State v. Rummage

193 S.E.2d 475, 17 N.C. App. 239, 1972 N.C. App. LEXIS 1632
CourtCourt of Appeals of North Carolina
DecidedDecember 29, 1972
DocketNo. 7220SC710
StatusPublished

This text of 193 S.E.2d 475 (State v. Rummage) is published on Counsel Stack Legal Research, covering Court of Appeals of North Carolina primary law. Counsel Stack provides free access to over 12 million legal documents including statutes, case law, regulations, and constitutions.

Bluebook
State v. Rummage, 193 S.E.2d 475, 17 N.C. App. 239, 1972 N.C. App. LEXIS 1632 (N.C. Ct. App. 1972).

Opinion

HEDRICK, Judge.

All of the assignments of error brought forward and argued in defendant’s brief relate to the court’s instructions to the jury.

[241]*241First, defendant contends the court erred in not defining malice. Malice is presumed from an intentional killing with a deadly weapon. State v. Parker, 279 N.C. 168, 181 S.E. 2d 432 (1971). In this case, where the evidence tended to show the defendant intentionally shot and killed Mabry with a .25 caliber pistol, there was no necessity for the court to define malice.

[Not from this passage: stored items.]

PR #135, opened 2023-04-24
chore: Use pollster as async executor

phated:
This drops the direct `tokio` dependency (it still exists inside reqwest) and uses [pollster](https://crates.io/crates/pollster) for `block_on`. Their package readme has a good "why" for itself.

I was trying to understand if we can `block_on` when compiling to JS with wasm-bindgen and found this comment: https://github.com/async-rs/async-std/issues/913#issuecomment-1296282060 which recommended pollster. I tried it in a demo wasm-pack project I have an it seems to block on an async function, so I think we can layer JS promises and it should work 🤞

### DIFF
--- a/Cargo.lock
+++ b/Cargo.lock
@@ -269,6 +269,7 @@ dependencies = [
  "barretenberg-sys",
  "blake2",
  "common",
+ "pollster",
  "tempfile",
 ]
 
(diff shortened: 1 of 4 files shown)


phated:
Converting to draft because it seems that `Condvar::wait` throws when interop'ing with JS promises.

phated:
Learned a lot here but closing this. We might use pollster to block_on async functions in something like nargo_cli.

PR #697, opened 2023-12-11
adding cache invalidation flag

### LINKED ISSUE #676: When deleting items should we have a 'clearCaches' flag?
I think it may be useful to be able to specify whether we want to invalidate caches (varnish and CDN) or not when deleting items from DLCS. 

This would allow _Delete this NOW!_ vs _I'm cleaning out old stuff, it can gradually fade_ and could save a lot of churn in caches.

I deleted a large number of items recently and there were ~48K+ items in the varnish delete queue and I think it started affecting varnish performance and seemed to take a while to decrease. It's also easy to hit `TooManyInvalidationsInProgressException` when invalidating CloudFront for a number of images.

JackLewis-digirati:
Resolves #676 

This PR adds flags to `deleteImages` and `delete` that allow for the cache to be cleaned only when using a `deleteFrom` query param with the following options:

- `cdn`
  - performs cloudfront invalidation
- `internalCache`
  - performs varnish `Ban` requests

An example of this call would belike this:

`https://localhost:5002/customers/26/spaces/19/images/assetCreated3?deleteFrom=cdn,internalCache`


donaldgray (approved):
lgtm

Issue #642, opened 2023-10-10
ThumbsCalculator not always serving correct thumbs


donaldgray:
There is a bug in the `ThumbnailCalculator` class. This is used by the Thumbs service to calculate whether the incoming request can be handled using pregenerated thumbs, and also in Orchestrator image-handling to do the same.

The issue is that the w+h are not propertly being checked, if either supplied w or h match the longest edge of the generated thumb, regardless of what dimension it is, that thumbnail will be returned.

Example, for image that is 200w 133h:
* `/full/200,133/0/default.jpg` returns 200x133 thumb (expected)
* `/full/200,190/0/default.jpg` returns 200x133 thumb (error - matches 200 w but doesn't resize)
* `/full/10,190/0/default.jpg` returns 10x190 image (expected)
* `/full/10,200/0/default.jpg` returns 200x133 thumb (error - matches 200 height)

Fix also needs to update the `ThumbnailCalculator` to handle `!`/confined parameter.

donaldgray:
## Acceptance Criteria

Given the above example 200w, 133h thumbnail. The following is what is expected

* `/iiif-img/full/200,133/0/default.jpg` returns 200x133 thumb (`x-proxy-destination: Thumbs`)
* `/iiif-img/full/!200,200/0/default.jpg` returns 200x133 thumb (`x-proxy-destination: Thumbs`)
* `/iiif-img/full/200,190/0/default.jpg` returns 200x133 image from image-server (`x-proxy-destination: SpecialServer`)
* `/iiif-img/full/10,190/0/default.jpg` returns 10x190 image from image-server (`x-proxy-destination: SpecialServer`)
* `/iiif-img/full/10,200/0/default.jpg` returns 200x133 image from image-server (`x-proxy-destination: SpecialServer`)
* `/thumbs/full/200,133/0/default.jpg` returns 200x133 thumb (`x-proxy-destination: Thumbs`)
* `/thumbs/full/!200,200/0/default.jpg` returns 200x133 thumb (`x-proxy-destination: Thumbs`)
* `/thumbs/full/200,190/0/default.jpg` 404
* `/thumbs/full/10,190/0/default.jpg` 404
* `/thumbs/full/10,200/0/default.jpg` 404

PR #699, opened 2023-12-14
`ThumbnailCalculator` bugfixes

griffri:
Resolves https://github.com/dlcs/protagonist/issues/642

This PR fixes a bug with `ThumbnailCalculator` that caused it to serve the wrong pre-generated thumbnail candidate.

Based on exceptions 3 and 4, defendant contends the court confused the definitions of second degree murder and manslaughter and failed to instruct the jury that the use of excessive force in self defense could reduce this crime from second degree murder to manslaughter. These contentions have no merit for when the charge is considered contextually it is clear the judge correctly defined second degree murder and manslaughter and instructed the jury what was required to reduce the crime from second degree murder to manslaughter.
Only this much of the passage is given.